Kabupaten ini juga menjadi daerah penghasil pisang. Dari 151.933 batang pisang, dihasilkan 3.792 ton buah pisang. Pisang ini diolah menjadi keripik. Industri keripik pisang terbanyak di Kecamatan Jeumpa dengan 80 sentra produksi. Di kecamatan Peusangan dan Juli masing-masing terdapat 40 dan 10 sentra produksi. Masing-masing sentra rata-rata memiliki empat tenaga kerja, sehingga pembuatan keripik pisang setidaknya menyerap 500 tenaga kerja. Keripik pisang Bireuen menjadi buah tangan dengan harga Rp 5.000 hingga Rp 12.000 per kilogram.

Komoditas khas lainnya adalah giri matang, sejenis jeruk bali. Buah ini hanya terdapat di Matang, ibu kota Kecamatan Peusangan yang berjarak 10 kilometer dari Bireuen arah ke Medan. Dari luas lahan tanam 675 hektar, masyarakat di kecamatan ini memperoleh 3.584 ton giri matang. Di pasar kecamatan, dijual satuan dengan harga Rp 5.000. Pemerintah kabupaten menyediakan lahan 1.500 hektar untuk pengembangan buah khas Bireun ini.

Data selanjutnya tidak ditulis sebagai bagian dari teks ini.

PR #408, opened 2026-02-03
Add MCP Resource Trigger Support

swapnil-nagar:
### Summary

This PR adds support for MCP (Model Context Protocol) Resource Triggers in the Azure Functions Node.js library, enabling developers to expose resources via the MCP protocol.

## Changes
New Features
[app.mcpResource()] - New function registration method for MCP Resource triggers
[trigger.mcpResource()] - New trigger factory function for creating MCP Resource triggers
Type definitions for McpResourceTriggerOptions, McpResourceFunctionOptions, McpResourceTrigger, and McpResourceTriggerHandler

### DIFF
--- a/src/converters/toMcpResourceTriggerOptionsToRpc.ts
+++ b/src/converters/toMcpResourceTriggerOptionsToRpc.ts
@@ -1,0 +1,56 @@
+// Copyright (c) .NET Foundation. All rights reserved.
+// Licensed under the MIT License.
+
+import { McpResourceTriggerOptions, McpResourceTriggerOptionsToRpc } from '../../types';
+
+/**
+ * Converts an McpResourceTriggerOptions object to an McpResourceTriggerOptionsToRpc object.
+ *
+ * @param options - The input options to be converted.
+ * @returns The converted McpResourceTriggerOptionsToRpc object.
+ * @throws Error if required properties are missing or invalid.
+ */
+export function convertToMcpResourceTriggerOptionsToRpc(
+    options: McpResourceTriggerOptions
+): McpResourceTriggerOptionsToRpc {
+    // Validate required properties
+    if (!options.uri || typeof options.uri !== 'string' || options.uri.trim() === '') {
+        throw new Error('MCP Resource trigger requires a valid "uri" property.');
+    }
+
+    if (!options.resourceName || typeof options.resourceName !== 'string' || options.resourceName.trim() === '') {
+        throw new Error('MCP Resource trigger requires a valid "resourceName" property.');
+    }
+
+    // Build the result object with required properties
+    const result: McpResourceTriggerOptionsToRpc = {
+        uri: options.uri,
+        resourceName: options.resourceName,
+    };
+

Berbatasan dengan Selat Malaka di bagian utara memungkinkan Bireuen memiliki potensi perikanan dan kelautan yang siap dimanfaatkan dengan andalan ikan cakalang dan tuna. Setiap tahun hasil tangkapan ikan cakalang rata-rata 1.410 ton. Sedangkan ikan tuna 665 ton. Dari hasil budidaya, Bireuen mengunggulkan udang windu dan bandeng. Dengan budidaya intensif diperoleh lima ton udang windu per bulan. Harga udang windu berkualitas ekspor berkisar Rp 60.000–Rp 90.000 per kilogram. Sedangkan harga bandeng sekitar Rp 12.000 per kilogram.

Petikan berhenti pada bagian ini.